### RECORDS FOR THIS TASK
^^^^^^^^^^^^^^^^

PR #1286, opened 2026-01-02
Improve mm code and make it generic

pcercuei:
The mm_sbrk() function will be implemented more or less the same across all architectures, and therefore can be moved to the arch-agnostic part of the kernel.

The algorithm was also rewritten to use atomics.

### DIFF
--- a/kernel/mm/mm.c
+++ b/kernel/mm/mm.c
@@ -16,11 +16,11 @@
 #include <arch/arch.h>
 #include <arch/stack.h>
 #include <kos/dbglog.h>
-#include <kos/irq.h>
 #include <kos/mm.h>
 #include <kos/linker.h>
 #include <errno.h>
 #include <inttypes.h>
+#include <stdatomic.h>
 #include <stdint.h>
 #include <stdio.h>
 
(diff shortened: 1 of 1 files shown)


include/kos/mm.h
```diff
@@ -0,0 +1,39 @@
...
+int mm_init(void);
+
+/** \brief   Request more core memory from the system.
+    \ingroup mm
+
+    \param  increment       The number of bytes requested.
+    \return                 A pointer to the memory.
+    \note                   This function will panic if no memory is available.
+*/
+void * mm_sbrk(unsigned long increment);
```
QuzarDC: Extra space after star could be removed. I think it'd make sense too while at it to swap this over to a `size_t`. That could allow dropping the cast in the newlib shim and be more idiomatic.

Otherwise the rest looks fine.

QuzarDC: It might be worth it to take a look at #592 in case you'd be interested in some of the extra API

pcercuei: Anything worth saving there?

QuzarDC: The thing I was imagining was that it might be worthwhile to have the API to access the otherwise internal values for `_arch_mem` and/or the moving of those out of the 'misc' file of `arch/arch.h` into something like `arch/mm.h` to centralize the arch side of this.

One other thing that was much more on the big picture and certainly not for this immediately would be to possibly have it made flexible to manage multiple memory pools. So that there's no need to reinvent the same core functionality for video or audio ram. `mm_sbrk_ex(increment, pool_id)` and such.

If none of it seems worthwhile, then no worries and just the whitespace and type change.

pcercuei: Updated with the whitespace change + prototype change.

Even if we could have multi-pool `sbrk`, our malloc implementation does not support it. We would benefit from switching to TLSF, which supports multi-pool, but does not use sbrk(), so in any case a mm_sbrk_ex() wouldn't serve any purpose.

Another interesting malloc implementation to look at is jemalloc, which supports online de-fragmentation.

QuzarDC: Oh, I didn't mean to indicate the multiple pools would be within the single malloc (which I see now is exactly how that would sound) merely that we'd be reusing the same code to do this sbrk operation for each of the pools. So instead of having `pvr_int_sbrk` duplicated as an independent function in `pvr_mem.c` we'd have `mm_sbrk_ex(amount, pvr_pool);`

None of that changes what needs to be in this PR though so I'll still just go ahead, but hopefully that makes more sense than how I'd described it before.

kernel/libc/newlib/newlib_sbrk.c
QuzarDC: The cast can now be dropped as `mm_sbrk` is going to take `size_t`

pcercuei: Thanks, fixed.

PR #1287, opened 2026-01-03
Update dcplib examples to use `pvr_filter_mode_t`.

QuzarDC:
In order to update our API to use this type, it must first be updated in C++ examples to prevent illegal int->enum conversions. This will be followed by a PR to update libdcplib then to pvr.h


QuzarDC:
Once this is ready, then https://github.com/KallistiOS/libdcplib/pull/4 can go.

pcercuei (approved):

^^^^^^^^^^^^^^^^

### EXERCISE INSTRUCTIONS
Every line in the material above that has the word "newlib" should be copied.

### WRITTEN REPLY
QuzarDC: Extra space after star could be removed. I think it'd make sense too while at it to swap this over to a `size_t`. That could allow dropping the cast in the newlib shim and be more idiomatic.
kernel/libc/newlib/newlib_sbrk.c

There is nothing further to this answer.